What’s the end game to all this?

By “this” I mean integration, convergence and social media. By this I mean the explosion of Twitter, Facebook and You Tube and the implosion of newspapers, magazines, and books. We now have Iphones, Imacs, Ipods and Ipad and I can’t count all the rest. So where’s it all going? What’s the end game?

I’ll give you a hint. In India something called Bubbly is creating a stir. In case you haven’t heard –heard being the operative word- Bubbly is just like Twitter, only users speak words instead of tapping them out. Users listen to words versus reading them. A half million trendsetters in India are using Bubbly today. What about tomorrow…and the next day? I ask again: What’s the end game? Where’s this going?

Need another hint? Fine. This one comes in two parts. 1) The advent of screens. Flat screens. Kindle. Nintendo. Smart phones. Wii.
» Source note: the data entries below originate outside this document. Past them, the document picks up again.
Issue #6768, opened 2022-10-14
[prototype] Add temporal Jittering and Permute transforms and kernels


datumbox:
### 🚀 The feature

Though the sampling of the temporal dimension can be handled efficiently on the VideoClipper (work done by @YosuaMichael), some users still want to perform jittering on the temporal dimension as part of the transforms. This can be achieved by uniformly sampling the indeces of the available samples and selecting the appropriate frames.

Similarly we need an easy transform for permuting channel order.

### Motivation, pitch

Add a Temporal Sampler and a Permute method as transform along with the necessary kernels.

cc @vfdev-5 @bjuncek @pmeier

PR #6800, opened 2022-10-20
Add PermuteDimensions and TransposeDimensions transforms

datumbox:
Part of #6768

This PR adds the `PermuteDimensions` and `TransposeDimensions` transforms which are [useful](https://github.com/facebookresearch/pytorchvideo/blob/main/pytorchvideo/transforms/transforms.py#L317) for video training which is often needed to move the temporal dimension around.

Because the end tensors can have their dimensions completely messed, meta-data information from Images and Videos are not retrained and instead a simple tensor is assumed.

cc @vfdev-5 @bjuncek @pmeier

### DIFF
--- a/torchvision/prototype/transforms/_misc.py
+++ b/torchvision/prototype/transforms/_misc.py
@@ -173,14 +173,13 @@ class PermuteDimensions(Transform):
             dims = defaultdict(functools.partial(_default_arg, dims))
         self.dims = dims
 
-    def _transform(self, inpt: Any, params: Dict[str, Any]) -> Any:
+    def _transform(
+        self, inpt: Union[features.TensorImageType, features.TensorVideoType], params: Dict[str, Any]
+    ) -> torch.Tensor:
         dims = self.dims[type(inpt)]
         if dims is None:
-            return inpt
-        output = inpt.permute(dims)
-        if isinstance(inpt, (features.Image, features.Video)):
-            output = inpt.wrap_like(inpt, output)
-        return output
+            return inpt.as_subclass(torch.Tensor)
+        return inpt.permute(*dims)
 
 
 class TransposeDimensions(Transform):
@@ -192,15 +191,13 @@ class TransposeDimensions(Transform):
             dims = defaultdict(functools.partial(_default_arg, dims))
         self.dims = dims
 
-    def _transform(self, inpt: Any, params: Dict[str, Any]) -> Any:
+    def _transform(
+        self, inpt: Union[features.TensorImageType, features.TensorVideoType], params: Dict[str, Any]
+    ) -> torch.Tensor:
         dims = self.dims[type(inpt)]
         if dims is None:
-            return inpt
-        dim0, dim1 = dims
-        output = inpt.transpose(dim0, dim1)
-        if isinstance(inpt, (features.Image, features.Video)):
-            output = inpt.wrap_like(inpt, output)
-        return output
+            return inpt.as_subclass(torch.Tensor)
+        return inpt.transpose(*dims)
 
 
 class RemoveSmallBoundingBoxes(Transform):
--- a/torchvision/prototype/transforms/_misc.py
+++ b/torchvision/prototype/transforms/_misc.py
@@ -1,6 +1,6 @@
 import functools
 from collections import defaultdict
-from typing import Any, Callable, Dict, List, Sequence, Type, Union
+from typing import Any, Callable, Dict, List, Optional, Sequence, Tuple, Type, Union
 
 import PIL.Image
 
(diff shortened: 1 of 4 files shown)


torchvision/prototype/transforms/_misc.py
```diff
@@ -163,6 +164,42 @@ def _transform(self, inpt: Any, params: Dict[str, Any]) -> Any:
...
+            dims = defaultdict(functools.partial(_default_arg, dims))
+        self.dims = dims
+
+    def _transform(
+        self, inpt: Union[features.TensorImageType, features.TensorVideoType], params: Dict[str, Any]
+    ) -> torch.Tensor:
+        dims = self.dims[type(inpt)]
+        if dims is None:
+            return inpt.as_subclass(torch.Tensor)
+        return inpt.permute(*dims)
```
datumbox, line 182: The end result is permuted, so standard wrapper methods like num_channels etc won't work. This is why we return the result as a simple Tensor. Users would have to manually premute and rewrap if needed though they are advised to do this at the end.

torchvision/prototype/transforms/_misc.py
```diff
@@ -163,6 +164,42 @@ def _transform(self, inpt: Any, params: Dict[str, Any]) -> Any:
...
+
+
+class TransposeDimensions(Transform):
+    _transformed_types = (features.is_simple_tensor, features.Image, features.Video)
+
+    def __init__(self, dims: Union[Tuple[int, int], Dict[Type, Optional[Tuple[int, int]]]]) -> None:
```
datumbox, line 188: Tuple of the two dimensions that are about to change.

torchvision/prototype/transforms/_misc.py
```diff
@@ -163,6 +164,42 @@ def _transform(self, inpt: Any, params: Dict[str, Any]) -> Any:
...
+    def _transform(
+        self, inpt: Union[features.TensorImageType, features.TensorVideoType], params: Dict[str, Any]
+    ) -> torch.Tensor:
+        dims = self.dims[type(inpt)]
+        if dims is None:
+            return inpt.as_subclass(torch.Tensor)
+        return inpt.permute(*dims)
+
+
+class TransposeDimensions(Transform):
```
datumbox, line 185: The Transpose transform can work with negative values on the dimension tuples that we want to flip. This can be useful for writing pipelines that work both in batched and non-batched input.

torchvision/prototype/transforms/_misc.py
```diff
@@ -142,18 +142,19 @@ def _transform(self, inpt: Any, params: Dict[str, Any]) -> Any:
...
+
+
 class ToDtype(Transform):
     _transformed_types = (torch.Tensor,)
 
-    def _default_dtype(self, dtype: torch.dtype) -> torch.dtype:
-        return dtype
-
-    def __init__(self, dtype: Union[torch.dtype, Dict[Type, torch.dtype]]) -> None:
+    def __init__(self, dtype: Union[torch.dtype, Dict[Type, Optional[torch.dtype]]]) -> None:
```
datumbox, line 152: Only within the dictionary we expect `None` values. Initiatilizing the transform with a single `None` value makes little sense. The same "policy" is applied to all transforms below.

torchvision/prototype/transforms/_misc.py
```diff
@@ -142,18 +142,19 @@ def _transform(self, inpt: Any, params: Dict[str, Any]) -> Any:
         return F.gaussian_blur(inpt, self.kernel_size, **params)
 
 
+def _default_arg(value: Any) -> Any:
+    return value
```
pmeier, line 146: Since we now having this idiom multiple times, should we have this in `_utils`? Maybe even hide this ugly construct in a 

```py
def _get_defaultdict(default: T) -> Dict[Any, T]:
    return defaultdict(functools.partial(_default_arg, default))
```

Otherwise we need to add an explanation comment to every occurrence of this idiom since it is not obvious what is happening and the convolution is needed.

pmeier (commented):
I agree we need this functionality somehow, but I'm not sure these general transformations are the way to go. They have very generic names and one could reasonable deduce that `PermuteDimensions` also works for `features.BoundingBox`'es or the like. Worse, one can even put `features.BoundingBox` in the permutation dict just for it to be silently ignored.

Basically these transforms suffer from the same fate as `ConvertDtype` from #6783. We basically need a name for "image or video" that can identify these transforms better. I'm going to paddle one idea that @vfdev-5 started in https://github.com/pytorch/vision/pull/6783#issuecomment-1281990986 and I already mentioned in our offline conversation: right now we use the term "input" (or `inpt`) to be exact to mean `Union[features._Feature, _is_simple_tensor, PIL.Image.Image]`. However, "input" would be a good name for `Union[features.Image, features.Video, _is_simple_tensor, PIL.Image.Image]` and could clearly separate from "target" or "annotation" like `Union[features.Label, features.Mask, features.BoundingBox]`. We could change what we currently call `inpt` to `feature`. That would free the term "input" and we could use that for `ConvertInputDtype`, `PermuteInputDimensions`, ... Of course `torch.Tensor`'s and `PIL.Image.Image`'s are not `features._Feature`'s but they have the same purpose. We could even for `feature_like` as a name to avoid confusion. WDYT?

Regarding the way forward: do we actually need both transforms or is one of them sufficient? Given that our references currently only need to swap two dimensions

https://github.com/pytorch/vision/blob/246de0772c80eae435c0a562268d8d21ed7a27a2/references/video_classification/transforms.py#L6

wouldn't `TransposeDimensions` be sufficient here? Although it can only swap two dimensions at a time, it has one major upside: you don't have to know the whole shape. For example `image.transpose(-1, -2)` is valid for arbitrary batch sizes while I need to know the number of dimensions if I use `image.permute(...)` although I don't need to know.

datumbox:
@pmeier Let's take the naming discussion out side of this PR because these are transforms we need to add ASAP to reach parity of functionality for internal use-cases (ClassyVision). I confirm we need `PermuteDimensions` because often the video can be read in the following formats `"THWC", "TCHW", "CTHW"`. `TransposeDimensions` is optional but advised as it will allow us to handle arbitrary batch sizes.

I'll move the `_get_defaultdict` into utils as you suggested, let me know if there are any other blocking comments.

Our world is now revealed to us via screens. 2) The end of print. Newspapers, magazines and books (as we know them) are going extinct. Not if but when. And when may be a lot sooner than we thought.
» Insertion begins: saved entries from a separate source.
PR #6801, opened 2022-10-20
Cleanup conversion transforms

pmeier:
This PR stems from the discussion in https://github.com/pytorch/vision/pull/6783#discussion_r1000557482. @datumbox and I agreed to the following things:

- Let's not have a `copy` flag on our `convert_*` kernels. It is currently unused for `convert_color_space`. It is used extensively for `convert_bounding_box` in our kernels due the idiom of converting to a specific format, performing the computation, and converting back. In the future, we wanted to have a look at these kernels anyway for possible performance gains by implementing the computation for every format. After this PR the current implementation like

    ```python
    bounding_box = convert_format_bounding_box(
        bounding_box, old_format=format, new_format=features.BoundingBoxFormat.XYXY
    )
    ```
    
    changes to
    
    ```python
    bounding_box = (
        bounding_box.clone()
        if format == features.BoundingBoxFormat.XYXY
        else convert_format_bounding_box(bounding_box, old_format=format, new_format=features.BoundingBoxFormat.XYXY)
    )
    ```
- Let's not have any `.to_*()` methods on the features. While useful for debugging, they go against the other idioms we are using. We can always re-add them later if there is user demand for it. Note that `Label.to_categories()` is an exception since it has no transformation associated with it.


vfdev-5:
```python
bounding_box = (
    bounding_box.clone()
    if format == features.BoundingBoxFormat.XYXY
    else convert_format_bounding_box(bounding_box, old_format=format, new_format=features.BoundingBoxFormat.XYXY)
)
```
IMO, this is too bulky. I do not mind to have `copy` in `convert_format_bounding_box` and reduce lines of user's code...

torchvision/prototype/transforms/functional/_geometry.py
```diff
@@ -394,16 +398,18 @@ def affine_bounding_box(
     center: Optional[List[float]] = None,
 ) -> torch.Tensor:
     original_shape = bounding_box.shape
-    bounding_box = convert_format_bounding_box(
-        bounding_box, old_format=format, new_format=features.BoundingBoxFormat.XYXY
+    bounding_box = (
+        bounding_box.clone()
```
datumbox, line 402: Are you sure we need clone here? I don't see any inplace ops in `_affine_bounding_box_xyxy`. Does it make sense to remove it?

torchvision/prototype/transforms/functional/_geometry.py
```diff
@@ -583,8 +589,10 @@ def rotate_bounding_box(
         center = None
 
     original_shape = bounding_box.shape
-    bounding_box = convert_format_bounding_box(
-        bounding_box, old_format=format, new_format=features.BoundingBoxFormat.XYXY
+    bounding_box = (
+        bounding_box.clone()
```
datumbox, line 593: Same.

torchvision/prototype/transforms/functional/_geometry.py
```diff
@@ -896,8 +904,10 @@ def perspective_bounding_box(
         raise ValueError("Argument perspective_coeffs should have 8 float values")
 
     original_shape = bounding_box.shape
-    bounding_box = convert_format_bounding_box(
-        bounding_box, old_format=format, new_format=features.BoundingBoxFormat.XYXY
+    bounding_box = (
+        bounding_box.clone()
```
datumbox, line 908: Same.

torchvision/prototype/transforms/functional/_geometry.py
```diff
@@ -1061,8 +1071,10 @@ def elastic_bounding_box(
     displacement = displacement.to(bounding_box.device)
 
     original_shape = bounding_box.shape
-    bounding_box = convert_format_bounding_box(
-        bounding_box, old_format=format, new_format=features.BoundingBoxFormat.XYXY
+    bounding_box = (
+        bounding_box.clone()
```
datumbox, line 1075: Same.

torchvision/prototype/transforms/functional/_meta.py
```diff
@@ -238,47 +239,45 @@ def convert_color_space_image_tensor(
...
-            raise RuntimeError(
-                "In order to convert the color space of simple tensors, "
-                "the `old_color_space=...` parameter needs to be passed."
-            )
-        return convert_color_space_image_tensor(
-            inpt, old_color_space=old_color_space, new_color_space=color_space, copy=copy
-        )
-    elif isinstance(inpt, (features.Image, features.Video)):
-        return inpt.to_color_space(color_space, copy=copy)
+    if isinstance(inpt, torch.Tensor):
```
datumbox, line 266: I find this refactoring less clear than what we had earlier. Can you revert?

datumbox (commented):
Thanks @pmeier, looks good overall. Just a couple of minor comments.

torchvision/prototype/transforms/functional/_geometry.py
pmeier: I was going for parity, i.e. replicating the old behavior exactly. But you are right indeed that we don't need to clone here due to the absence of inplace ops. Since this is a perf improvement, let me add this for this and all other comments you added.

torchvision/prototype/transforms/functional/_meta.py
pmeier: Not only less clear, but also wrong. Ci caught that. I refactored. PTAL.

pmeier:
@vfdev-5 

> I do not mind to have `copy` in `convert_format_bounding_box` and reduce lines of user's code...

Same here with the focus on consistency. If one `convert_*` kernel or dispatcher has a `copy` flag, every should have it. Currently we have `copy: bool = True`, which has a runtime implication unless someone explicitly sets the `copy=False` in case no copy is needed. Meaning `convert_dtype` of https://github.com/pytorch/vision/pull/6783#discussion_r1000451773 will be slower by default than before for mostly no reason. This PR basically hard-codes `copy=False`. 

Vasilis argument was that besides for `convert_format_bounding_box` we aren't using the `copy` flag anywhere. Even that is only used a handful of times throughout our API. Thus, if we want consistency, it is fairly simple to remove and avoids dead code. I don't want to misrepresent the argument, so I let him chime in here. cc @datumbox 

I'm ok with or without the `copy` flag if we are consistent with it. I'll let the two of you hash it out.

datumbox (approved):
LGTM, only one comment below.

vfdev-5:
@datumbox @pmeier can we do the following:
- make all conversion ops like _xywh_to_xyxy inplace (without cloning internally) and 
- we can apply `.clone()` for the output of `convert_format_bounding_box` 
```python
bounding_box = convert_format_bounding_box(
    bounding_box, old_format=format, new_format=features.BoundingBoxFormat.XYXY
).clone()
```
?

datumbox:
@vfdev-5 that would make our only operator that does in-place ops (outside of the optimizations that have no effect). If we were to go down that route, purely for speed reasons, I would recommend adopting the `inplace` argument for this one kernel (because it's used so often in conversions). The default should be `inplace=False` in that case. I would do this outside of this PR though after measuring its speed.

datumbox (approved):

This is the end game: we (meaning everyone in the world) will stop reading and writing and begin only talking and watching. I’m not here to bemoan it or criticize it or rail against it. I’m just saying it. Most everyone in the world will stop reading and writing. Most everything we do will be done via audio & visuals. Entertainment and communication are leading the way. Education and business are right behind them.
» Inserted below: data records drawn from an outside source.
PR #6804, opened 2022-10-20
[Nova] GHA Linux GPU Job

osalpekar:
Adding a GHA job for Linux GPU. Only added python3.8 x cuda11.6 since this is the only config for Linux GPU jobs that's run at the moment in CircleCI, other python and CUDA versions are run on main/other branches only and not per-PR.

### DIFF
--- a/.github/workflows/test-linux-gpu.yml
+++ b/.github/workflows/test-linux-gpu.yml
@@ -21,11 +21,11 @@ jobs:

But screens are merely the gateway. With the advent of 3D and holographic technology, even they will go away. It will just be Us projecting to Us.

I’m a reader and a writer, and have been all my life, so don’t assume I’m down with this. But I am getting used to it. We all are. Things like Kindle, Iphone and Bubbly break us in. Books become antiques, heirlooms and decorations. Like the rotary phone, we almost forget they ever existed. This isn’t good news or bad news. It just is.

I understand some of us will never embrace the talking and watching world. Maybe you belong to this group. So what? Like me, you’ll be dead in 50 years. They’ll play a video at your funeral.